Un pitillo se consumía solo en la comisura de aquella boca. Iris, a su lado, muda, se preguntaba qué le pasaría de nuevo. Era un hombre diferente. Antes lo decía todo y, a la sazón, tenía reacciones bruscas y luego silencios interminables.
—Podemos comer en un motel. ¿Quieres pasar la noche por el camino? Yo puedo presentarme mañana a primera hora. Aún disponemos de una noche.

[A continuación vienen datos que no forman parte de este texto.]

PR #2454, opened 2024-03-20
Lazy string interpolation in ENSURE

### LINKED ISSUE #2451: [BUG] Performance degradation in v5.0.18

alexbereznikov:
String interpolation on hot paths leads to performance degradation. We need these messages only when error happened.
With #2453 applied this gives 3x performance boost.

This partially fixes #2451

### DIFF
--- a/LiteDB/Engine/Disk/DiskService.cs
+++ b/LiteDB/Engine/Disk/DiskService.cs
@@ -1,10 +1,7 @@
 ﻿using System;
-using System.Collections.Concurrent;
 using System.Collections.Generic;
 using System.IO;
-using System.Text;
 using System.Threading;
-using System.Threading.Tasks;
 using static LiteDB.Constants;
 
 namespace LiteDB.Engine
@@ -261,7 +258,7 @@ namespace LiteDB.Engine
 
                     var bytesRead = stream.Read(buffer, 0, PAGE_SIZE);
 
-                    ENSURE(bytesRead == PAGE_SIZE, () => $"ReadFull must read PAGE_SIZE bytes [{bytesRead}]");
+                    ENSURE(bytesRead == PAGE_SIZE, "ReadFull must read PAGE_SIZE bytes [{0}]", bytesRead);
 
                     yield return new PageBuffer(buffer, 0, 0)
                     {
--- a/LiteDB/Engine/Disk/DiskService.cs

No esperaba oír su voz. Por eso se sobresaltó.
—Prefiero… volver.
—Nunca pasaste una noche en un motel —observó Andrews con raro acento—. Es… diferente. Emocionante incluso.
Lo suponía.
La intimidad en un motel tendría que ser mucha, y ella no la deseaba.

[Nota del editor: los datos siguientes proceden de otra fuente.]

Issue #2458, opened 2024-03-23
[BUG] LiteFileStream SetReadStreamPosition causes incorrect seeking


CSDSP:
**Version**
Current master (commit 4f77be4cc096653472bf06ebcf95eb399b1a4ff5).

**Describe the bug**
LiteFileStream.SetReadStreamPosition, part of how seeking is implemented, has a few bugs.
First of all, 
``` 
if (newPosition < 0 && newPosition > Length)
{
    throw new ArgumentOutOfRangeException();
}
```
This is clearly wrong, probably meant to be an or instead of an and. The effect is you can seek to positions below 0 or greater than length, and you get exceptions other than ArgumentOutOfRangeException.

Secondly, and more importantly for my purposes, is the block below:
```
// calculate new chunk position
 _currentChunkIndex = (int)_streamPosition / MAX_CHUNK_SIZE;
_positionInChunk = (int)_streamPosition % MAX_CHUNK_SIZE;
```

This assumes that all chunks aside from the last one are exactly MAX_CHUNK_SIZE bytes. However, that is not the case.
If it is meant to be the case, then the bug is with writing, because various files in my database (uploaded with LiteFileStorage.Upload) have some randomly much smaller chunks.

CSDSP:
On the write size, MemoryStream.Read isn't guaranteed to return the maximum available number of bytes. Currently, a chunk is written for every buffer read, so whenever it happens to read less then max chunk size bytes, it still writes a chunk. This could be fixed, though it would leave the read issue in place for all current databases.

SpaceCheetah:
@alexbereznikov It shows up when you try to seek in a file read stream. Just downloading directly to a file or copying to a memory stream works fine, but if you try to seek there's a chance depending on the file for it to seek to the wrong position. I noticed it when I was getting exceptions where it was trying to read more data from a chunk than actually existed.

Seeking to the beginning still works, seeking anywhere else in the file can fail if any chunks are smaller than max length, which for me is fairly common.

bnuzhouwei:
The Seek get error, so the file can not be suport enableRangeProcessing in MVC file result. How to fix it.!

bnuzhouwei:
It also cause that The LiteFileStream can't be use for read documents with stream by ITextSharp or other document libs.
Hope this fix as soon as possible

JKamsker:
Hello @CSDSP, 
you say there are a few bugs, can you please provide a repro unit test for the bugs you found?

[...]

PR #2459, opened 2024-03-23
Fix LiteFileStream.SetReadStreamPosition

SpaceCheetah:
Fix for issue #2458. Not a great solution, since it makes seeking much more expensive, but it works in my situation. I don't think there's a way to make it significantly faster without making chunks uniform length, which would require changes on the write side and not work for existing databases.

### DIFF
--- a/LiteDB/Client/Storage/LiteFileStream.Read.cs
+++ b/LiteDB/Client/Storage/LiteFileStream.Read.cs
@@ -1,4 +1,5 @@
 ﻿using System;
+using System.Collections.Generic;
 using System.IO;
 using System.Linq;
 using static LiteDB.Constants;
@@ -7,6 +8,7 @@ namespace LiteDB
 {
     public partial class LiteFileStream<TFileId> : Stream
     {
+        private Dictionary<int, long> _chunkLengths = new Dictionary<int, long>();
         public override int Read(byte[] buffer, int offset, int count)
         {
             if (_mode != FileAccess.Read) throw new NotSupportedException();
@@ -85,6 +87,7 @@ namespace LiteDB
                 }
                 newChunkIndex++;
             }
+            
             newChunkIndex--;
             seekStreamPosition -= _chunkLengths[newChunkIndex];
             _positionInChunk = (int)(_streamPosition - seekStreamPosition);
--- a/LiteDB/Client/Storage/LiteFileStream.Read.cs
+++ b/LiteDB/Client/Storage/LiteFileStream.Read.cs
@@ -62,11 +62,14 @@ namespace LiteDB
             int loadedChunk = _currentChunkIndex;
             int newChunkIndex = 0;
             while (seekStreamPosition <= _streamPosition) {
-                if (!_chunkLengths.ContainsKey(newChunkIndex)) {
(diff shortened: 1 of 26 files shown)


bnuzhouwei:
What version can use this fix?

LiteDB/Client/Storage/LiteFileStream.Read.cs
```diff
@@ -42,23 +42,40 @@ private byte[] GetChunkData(int index)
...
-            _currentChunkIndex = (int)_streamPosition / MAX_CHUNK_SIZE;
-            _positionInChunk = (int)_streamPosition % MAX_CHUNK_SIZE;
-
-            // get current chunk
-            _currentChunkData = this.GetChunkData(_currentChunkIndex);
+            long seekStreamPosition = 0;
+            int loadedChunk = _currentChunkIndex;
+            int newChunkIndex = 0;
+            while (seekStreamPosition <= _streamPosition) {
+                if (!_chunkLengths.ContainsKey(newChunkIndex)) {
```
JKamsker, line 65: Missing an opportunity of using trygetvalue ;)

JKamsker:
I would like to see some unitttests for this pr as i currently don't fully understand the issue.

LiteDB/Client/Storage/LiteFileStream.Read.cs
```diff
@@ -10,6 +10,9 @@ public partial class LiteFileStream<TFileId> : Stream
         public override int Read(byte[] buffer, int offset, int count)
         {
             if (_mode != FileAccess.Read) throw new NotSupportedException();
+            if (_streamPosition == Length) {
```
JKamsker, line 13: Please use separate lines for the ``{`` and ``}``

LiteDB/Client/Storage/LiteFileStream.cs
```diff
@@ -23,6 +24,7 @@ public partial class LiteFileStream<TFileId> : Stream
         private byte[] _currentChunkData = null;
         private int _positionInChunk = 0;
         private MemoryStream _buffer;
+        private Dictionary<int, long> _chunkLengths = new Dictionary<int, long>();
```
JKamsker, line 27: Not trying to force you change this, but are you sure sure separating fields from their main use is a good idea? I mean if it would be used by many different partials, this would imo the best place but you are only using it in the ``.Read`` partial. 

What do you think? Does that make sense?

JKamsker (approved):

LiteDB/Client/Storage/LiteFileStream.Read.cs
```diff
@@ -42,23 +46,53 @@ private byte[] GetChunkData(int index)
...
+                    seekStreamPosition += length;
+                }
+                else
+                {
+                    loadedChunk = newChunkIndex;
+                    _currentChunkData = GetChunkData(newChunkIndex);
+                    seekStreamPosition += _currentChunkData.Length;
+                }
+                newChunkIndex++;
+            }
```
JKamsker, line 87: While you are at it, add a new line here

JKamsker:
Thank you for your contribution and bearing with me :D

Quisiera poder desearla, anhelarla a ser posible. Pero no la anhelaba ni la deseaba. Únicamente la temía.
—Llegaremos temprano —dijo después, como olvidando su proposición—. Tenemos tiempo de visitar a toda la familia.
¿Qué pretendía?
¿Dilatar la soledad en el piso acogedor?
¿O disipar aquella nube que existía y dar el espectáculo de su desastre matrimonial?
—Iris.
Aquella voz distinta, que no esperaba, produjo en ella un sobresalto. Se volvió a medias y tropezó con la mirada gris.
Breve, pero firme, y hasta brillante, como cuando eran novios y se comprendían, y ella se turbaba tanto ante el apasionado amor de Andrews.
—Sí. Di…
—Estoy pensando.
Aguardó a que explicara sus pensamientos.
El auto corría por la autopista. Hacía frío, e Iris, maquinalmente, levantó el cristal de la ventanilla, cerrándola.
—Tienes frío —dijo él suavemente.
Y sus dedos se deslizaban hacia el regazo, donde ella cruzaba las manos enguantadas.
Fue a lo tonto, como si no se dieran cuenta. Le fue quitando los guantes con una sola mano, mientras con la otra sujetaba el volante.
Hablaba al mismo tiempo, como si no diera importancia a lo que hacía y no se percatara de la forma que la estaba conturbando.
—Estaba pensando en nosotros dos. Ya sé que es una tontería. Desde hace mucho tiempo no dejo de pensar en eso. ¿Tú no piensas en nuestra anómala situación? —no esperó respuesta. Riendo, añadió—: Soy un necio. Lo fui al dudar de ti.
No pudo más.
Sus manos estaban desprovistas de los guantes y cerradas bajo el poder de los dedos cálidos, que oprimían de una forma intensísima.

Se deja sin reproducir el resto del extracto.